Your job is to set down the stretch of entries that opens with the line containing "Step 1 Num2: decommission" and closes with the line containing "- Fix prepare". Keep both end lines, copy each exactly, and add nothing.

(Excerpted records Opens)

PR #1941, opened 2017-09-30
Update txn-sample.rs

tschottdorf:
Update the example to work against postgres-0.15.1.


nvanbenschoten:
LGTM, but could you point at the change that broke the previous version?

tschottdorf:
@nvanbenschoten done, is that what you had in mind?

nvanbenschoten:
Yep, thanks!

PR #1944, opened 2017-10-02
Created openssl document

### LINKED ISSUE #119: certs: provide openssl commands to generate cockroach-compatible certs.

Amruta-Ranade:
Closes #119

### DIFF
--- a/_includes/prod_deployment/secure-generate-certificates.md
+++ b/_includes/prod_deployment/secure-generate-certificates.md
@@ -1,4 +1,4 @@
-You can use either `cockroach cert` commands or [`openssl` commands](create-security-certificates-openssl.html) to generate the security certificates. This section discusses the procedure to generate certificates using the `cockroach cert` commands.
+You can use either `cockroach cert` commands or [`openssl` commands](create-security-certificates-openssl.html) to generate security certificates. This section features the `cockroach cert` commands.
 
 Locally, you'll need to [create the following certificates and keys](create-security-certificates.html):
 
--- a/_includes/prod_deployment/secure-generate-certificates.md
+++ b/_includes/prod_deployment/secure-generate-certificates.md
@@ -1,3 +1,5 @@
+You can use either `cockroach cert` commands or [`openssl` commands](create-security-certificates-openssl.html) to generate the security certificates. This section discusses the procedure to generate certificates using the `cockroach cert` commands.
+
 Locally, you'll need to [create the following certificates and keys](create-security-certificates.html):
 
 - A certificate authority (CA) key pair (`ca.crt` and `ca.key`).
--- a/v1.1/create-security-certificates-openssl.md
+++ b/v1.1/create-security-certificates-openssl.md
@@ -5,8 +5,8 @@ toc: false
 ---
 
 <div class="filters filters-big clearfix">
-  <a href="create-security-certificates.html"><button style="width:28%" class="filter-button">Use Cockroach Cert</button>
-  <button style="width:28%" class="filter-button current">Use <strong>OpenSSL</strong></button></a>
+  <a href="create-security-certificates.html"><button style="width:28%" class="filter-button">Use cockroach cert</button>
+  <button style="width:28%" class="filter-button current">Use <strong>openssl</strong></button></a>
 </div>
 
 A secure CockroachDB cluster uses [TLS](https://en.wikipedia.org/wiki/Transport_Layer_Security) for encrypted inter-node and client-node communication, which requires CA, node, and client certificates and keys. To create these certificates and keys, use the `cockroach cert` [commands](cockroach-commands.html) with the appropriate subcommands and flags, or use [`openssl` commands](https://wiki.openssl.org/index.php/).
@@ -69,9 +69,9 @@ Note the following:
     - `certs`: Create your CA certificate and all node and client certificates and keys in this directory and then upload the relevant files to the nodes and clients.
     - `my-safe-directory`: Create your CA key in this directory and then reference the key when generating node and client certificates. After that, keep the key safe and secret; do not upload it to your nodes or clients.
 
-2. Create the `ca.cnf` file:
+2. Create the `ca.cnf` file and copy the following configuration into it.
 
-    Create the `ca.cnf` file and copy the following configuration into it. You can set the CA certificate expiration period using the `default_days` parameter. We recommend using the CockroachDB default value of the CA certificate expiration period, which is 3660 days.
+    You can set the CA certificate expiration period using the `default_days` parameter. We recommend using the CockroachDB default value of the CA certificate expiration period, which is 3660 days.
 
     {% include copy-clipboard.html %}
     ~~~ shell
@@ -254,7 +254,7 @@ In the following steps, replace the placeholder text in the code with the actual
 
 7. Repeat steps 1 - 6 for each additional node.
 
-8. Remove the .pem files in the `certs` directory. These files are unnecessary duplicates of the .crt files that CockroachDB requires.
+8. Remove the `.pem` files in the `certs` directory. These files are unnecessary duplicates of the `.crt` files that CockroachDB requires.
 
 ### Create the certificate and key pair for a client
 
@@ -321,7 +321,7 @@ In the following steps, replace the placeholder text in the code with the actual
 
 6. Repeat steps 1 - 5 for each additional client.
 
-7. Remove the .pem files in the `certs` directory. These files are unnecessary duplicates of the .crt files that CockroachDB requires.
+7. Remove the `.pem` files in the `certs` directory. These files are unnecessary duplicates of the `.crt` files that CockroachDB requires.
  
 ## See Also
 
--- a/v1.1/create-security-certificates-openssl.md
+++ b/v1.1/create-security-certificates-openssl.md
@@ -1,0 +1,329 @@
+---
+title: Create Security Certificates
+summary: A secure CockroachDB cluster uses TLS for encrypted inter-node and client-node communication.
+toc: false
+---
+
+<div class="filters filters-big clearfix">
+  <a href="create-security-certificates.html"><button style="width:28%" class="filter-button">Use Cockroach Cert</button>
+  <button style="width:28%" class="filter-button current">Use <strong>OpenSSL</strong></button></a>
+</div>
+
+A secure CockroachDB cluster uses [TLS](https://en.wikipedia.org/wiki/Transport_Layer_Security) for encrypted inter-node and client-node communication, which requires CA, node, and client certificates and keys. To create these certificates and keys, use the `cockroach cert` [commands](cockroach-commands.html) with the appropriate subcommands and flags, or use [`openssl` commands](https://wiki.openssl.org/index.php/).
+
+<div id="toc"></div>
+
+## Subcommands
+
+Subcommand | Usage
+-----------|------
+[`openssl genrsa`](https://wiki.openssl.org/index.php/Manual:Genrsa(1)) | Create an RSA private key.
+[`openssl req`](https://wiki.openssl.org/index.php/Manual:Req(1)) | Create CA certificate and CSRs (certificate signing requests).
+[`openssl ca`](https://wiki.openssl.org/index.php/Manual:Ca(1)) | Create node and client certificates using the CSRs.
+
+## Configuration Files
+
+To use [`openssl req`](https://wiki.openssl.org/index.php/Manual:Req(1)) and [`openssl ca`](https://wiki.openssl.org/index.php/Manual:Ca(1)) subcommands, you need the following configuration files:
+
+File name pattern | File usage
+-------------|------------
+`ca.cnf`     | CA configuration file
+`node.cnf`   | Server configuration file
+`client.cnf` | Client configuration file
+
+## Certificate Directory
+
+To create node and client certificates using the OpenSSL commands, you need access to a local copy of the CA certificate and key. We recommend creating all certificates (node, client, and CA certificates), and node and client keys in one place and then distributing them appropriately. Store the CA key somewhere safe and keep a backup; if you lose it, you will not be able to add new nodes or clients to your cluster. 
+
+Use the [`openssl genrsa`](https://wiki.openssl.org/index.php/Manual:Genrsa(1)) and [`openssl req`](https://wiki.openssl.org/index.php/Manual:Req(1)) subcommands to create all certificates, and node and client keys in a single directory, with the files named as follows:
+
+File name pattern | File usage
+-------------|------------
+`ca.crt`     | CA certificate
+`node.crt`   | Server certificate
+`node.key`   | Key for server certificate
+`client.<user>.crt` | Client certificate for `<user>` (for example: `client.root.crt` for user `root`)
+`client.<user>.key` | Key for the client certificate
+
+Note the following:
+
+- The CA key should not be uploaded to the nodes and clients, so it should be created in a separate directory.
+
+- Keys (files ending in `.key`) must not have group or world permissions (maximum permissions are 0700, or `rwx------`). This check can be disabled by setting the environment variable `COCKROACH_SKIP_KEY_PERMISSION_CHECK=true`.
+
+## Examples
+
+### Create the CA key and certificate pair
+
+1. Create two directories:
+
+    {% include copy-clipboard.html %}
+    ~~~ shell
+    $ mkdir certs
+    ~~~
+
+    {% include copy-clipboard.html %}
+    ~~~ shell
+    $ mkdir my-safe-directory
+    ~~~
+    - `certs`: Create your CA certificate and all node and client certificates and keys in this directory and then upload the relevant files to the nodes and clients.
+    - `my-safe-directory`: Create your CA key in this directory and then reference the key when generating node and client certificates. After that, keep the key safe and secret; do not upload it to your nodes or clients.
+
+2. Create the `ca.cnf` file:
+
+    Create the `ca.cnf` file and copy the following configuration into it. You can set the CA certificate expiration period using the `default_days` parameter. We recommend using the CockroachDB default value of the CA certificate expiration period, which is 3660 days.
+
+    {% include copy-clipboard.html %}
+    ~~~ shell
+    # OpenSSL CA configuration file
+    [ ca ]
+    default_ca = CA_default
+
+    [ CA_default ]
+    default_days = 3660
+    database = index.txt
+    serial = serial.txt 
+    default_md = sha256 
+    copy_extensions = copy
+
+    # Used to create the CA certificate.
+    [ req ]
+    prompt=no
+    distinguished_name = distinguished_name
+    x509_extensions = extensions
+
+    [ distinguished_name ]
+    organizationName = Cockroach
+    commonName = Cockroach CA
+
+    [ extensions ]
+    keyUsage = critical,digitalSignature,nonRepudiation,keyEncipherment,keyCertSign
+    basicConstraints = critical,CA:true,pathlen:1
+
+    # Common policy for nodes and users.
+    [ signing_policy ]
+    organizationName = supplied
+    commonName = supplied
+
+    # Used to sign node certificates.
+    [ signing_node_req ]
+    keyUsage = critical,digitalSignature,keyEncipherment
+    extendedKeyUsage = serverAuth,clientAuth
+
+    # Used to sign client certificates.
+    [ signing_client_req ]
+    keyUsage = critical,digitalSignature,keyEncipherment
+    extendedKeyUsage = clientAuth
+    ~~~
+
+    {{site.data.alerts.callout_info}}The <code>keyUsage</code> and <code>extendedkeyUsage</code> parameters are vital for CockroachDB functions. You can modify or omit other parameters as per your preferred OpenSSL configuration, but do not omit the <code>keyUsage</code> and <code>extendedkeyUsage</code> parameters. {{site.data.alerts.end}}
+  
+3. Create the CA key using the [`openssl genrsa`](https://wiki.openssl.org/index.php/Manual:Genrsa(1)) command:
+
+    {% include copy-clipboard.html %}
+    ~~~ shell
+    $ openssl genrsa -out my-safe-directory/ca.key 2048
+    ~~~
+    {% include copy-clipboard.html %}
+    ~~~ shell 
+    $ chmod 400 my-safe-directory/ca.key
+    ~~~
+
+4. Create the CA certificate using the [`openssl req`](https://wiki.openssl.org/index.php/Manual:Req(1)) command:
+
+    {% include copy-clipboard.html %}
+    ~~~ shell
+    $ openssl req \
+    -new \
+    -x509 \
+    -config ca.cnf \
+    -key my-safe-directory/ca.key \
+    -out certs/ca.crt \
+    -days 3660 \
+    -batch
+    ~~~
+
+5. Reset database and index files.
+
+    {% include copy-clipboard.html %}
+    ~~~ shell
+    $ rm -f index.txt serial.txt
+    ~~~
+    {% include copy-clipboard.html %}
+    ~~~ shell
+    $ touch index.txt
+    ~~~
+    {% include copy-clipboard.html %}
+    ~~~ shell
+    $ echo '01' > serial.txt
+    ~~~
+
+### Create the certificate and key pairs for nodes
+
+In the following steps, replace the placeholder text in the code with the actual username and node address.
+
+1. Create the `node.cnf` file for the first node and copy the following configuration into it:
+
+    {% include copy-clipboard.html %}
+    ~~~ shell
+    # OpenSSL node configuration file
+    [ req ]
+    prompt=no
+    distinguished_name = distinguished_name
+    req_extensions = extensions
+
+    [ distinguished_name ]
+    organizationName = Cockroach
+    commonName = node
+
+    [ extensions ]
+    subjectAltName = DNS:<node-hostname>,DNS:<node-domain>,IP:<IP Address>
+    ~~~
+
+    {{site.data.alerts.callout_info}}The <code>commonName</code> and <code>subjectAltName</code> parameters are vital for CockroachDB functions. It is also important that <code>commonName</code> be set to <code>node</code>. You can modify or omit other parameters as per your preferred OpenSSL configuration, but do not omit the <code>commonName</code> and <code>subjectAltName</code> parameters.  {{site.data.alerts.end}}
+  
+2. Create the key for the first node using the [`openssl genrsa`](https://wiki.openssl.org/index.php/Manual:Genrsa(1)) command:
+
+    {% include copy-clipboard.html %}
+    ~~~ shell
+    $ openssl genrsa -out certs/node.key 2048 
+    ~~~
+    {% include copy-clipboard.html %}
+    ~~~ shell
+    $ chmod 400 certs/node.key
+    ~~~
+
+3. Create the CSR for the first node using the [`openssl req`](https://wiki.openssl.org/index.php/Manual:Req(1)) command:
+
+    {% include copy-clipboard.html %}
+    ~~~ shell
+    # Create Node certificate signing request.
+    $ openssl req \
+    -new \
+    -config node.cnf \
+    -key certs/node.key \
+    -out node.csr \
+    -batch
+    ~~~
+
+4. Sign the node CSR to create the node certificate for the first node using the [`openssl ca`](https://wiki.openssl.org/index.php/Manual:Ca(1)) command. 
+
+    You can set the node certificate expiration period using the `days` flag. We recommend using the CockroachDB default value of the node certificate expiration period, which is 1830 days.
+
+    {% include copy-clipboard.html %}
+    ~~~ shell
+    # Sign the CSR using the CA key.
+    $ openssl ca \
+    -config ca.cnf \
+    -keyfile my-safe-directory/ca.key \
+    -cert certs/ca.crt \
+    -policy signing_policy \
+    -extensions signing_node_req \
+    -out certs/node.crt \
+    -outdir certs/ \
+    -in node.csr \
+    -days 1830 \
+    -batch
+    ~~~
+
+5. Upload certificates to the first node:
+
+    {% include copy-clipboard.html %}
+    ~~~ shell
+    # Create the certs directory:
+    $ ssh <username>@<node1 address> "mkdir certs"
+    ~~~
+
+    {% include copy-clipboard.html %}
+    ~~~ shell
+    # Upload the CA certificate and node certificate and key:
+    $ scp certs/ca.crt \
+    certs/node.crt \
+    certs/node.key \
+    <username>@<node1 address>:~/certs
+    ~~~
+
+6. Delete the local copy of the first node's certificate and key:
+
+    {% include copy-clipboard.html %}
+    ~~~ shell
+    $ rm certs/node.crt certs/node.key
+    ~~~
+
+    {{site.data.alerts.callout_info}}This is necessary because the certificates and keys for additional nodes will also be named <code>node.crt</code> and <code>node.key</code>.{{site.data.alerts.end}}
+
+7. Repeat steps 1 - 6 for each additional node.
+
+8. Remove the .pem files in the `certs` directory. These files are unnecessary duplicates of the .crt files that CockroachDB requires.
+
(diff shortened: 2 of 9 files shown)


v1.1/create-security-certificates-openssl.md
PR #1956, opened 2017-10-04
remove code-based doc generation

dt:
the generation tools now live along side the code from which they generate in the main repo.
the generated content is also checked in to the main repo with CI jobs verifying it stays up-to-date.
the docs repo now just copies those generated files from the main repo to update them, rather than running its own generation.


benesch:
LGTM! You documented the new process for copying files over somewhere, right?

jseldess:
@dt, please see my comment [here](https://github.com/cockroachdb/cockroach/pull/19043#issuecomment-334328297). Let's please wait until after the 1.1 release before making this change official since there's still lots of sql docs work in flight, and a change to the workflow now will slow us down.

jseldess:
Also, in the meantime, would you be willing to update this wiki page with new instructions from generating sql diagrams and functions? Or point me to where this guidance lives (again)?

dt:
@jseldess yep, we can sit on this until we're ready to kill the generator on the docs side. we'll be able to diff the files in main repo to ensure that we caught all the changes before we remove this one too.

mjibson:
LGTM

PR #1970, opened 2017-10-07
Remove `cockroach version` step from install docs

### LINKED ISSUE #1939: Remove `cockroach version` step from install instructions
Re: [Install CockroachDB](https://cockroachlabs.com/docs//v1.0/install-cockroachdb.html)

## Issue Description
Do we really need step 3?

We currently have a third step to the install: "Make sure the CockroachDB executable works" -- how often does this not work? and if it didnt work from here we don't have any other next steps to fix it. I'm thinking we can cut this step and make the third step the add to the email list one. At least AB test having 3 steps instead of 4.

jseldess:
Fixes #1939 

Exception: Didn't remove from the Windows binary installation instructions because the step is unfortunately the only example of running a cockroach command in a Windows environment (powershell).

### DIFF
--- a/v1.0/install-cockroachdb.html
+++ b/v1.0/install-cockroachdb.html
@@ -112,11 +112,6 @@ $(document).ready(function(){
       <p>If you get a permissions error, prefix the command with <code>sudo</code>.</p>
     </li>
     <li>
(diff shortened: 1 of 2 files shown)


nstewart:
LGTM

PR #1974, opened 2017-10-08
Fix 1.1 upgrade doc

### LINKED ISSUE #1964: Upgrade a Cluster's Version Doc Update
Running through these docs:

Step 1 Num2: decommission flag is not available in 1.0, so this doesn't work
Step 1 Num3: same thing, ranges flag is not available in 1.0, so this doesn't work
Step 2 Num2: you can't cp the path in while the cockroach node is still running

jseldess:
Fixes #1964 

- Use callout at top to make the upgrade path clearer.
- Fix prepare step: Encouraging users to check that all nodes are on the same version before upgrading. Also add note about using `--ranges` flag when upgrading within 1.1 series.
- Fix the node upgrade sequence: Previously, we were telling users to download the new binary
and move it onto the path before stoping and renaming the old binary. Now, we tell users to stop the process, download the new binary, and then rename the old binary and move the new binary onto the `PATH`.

(Excerpted records Closes)

• [Result below]
Step 1 Num2: decommission flag is not available in 1.0, so this doesn't work
Step 1 Num3: same thing, ranges flag is not available in 1.0, so this doesn't work
Step 2 Num2: you can't cp the path in while the cockroach node is still running

jseldess:
Fixes #1964 

- Use callout at top to make the upgrade path clearer.
- Fix prepare step: Encouraging users to check that all nodes are on the same version before upgrading. Also add note about using `--ranges` flag when upgrading within 1.1 series.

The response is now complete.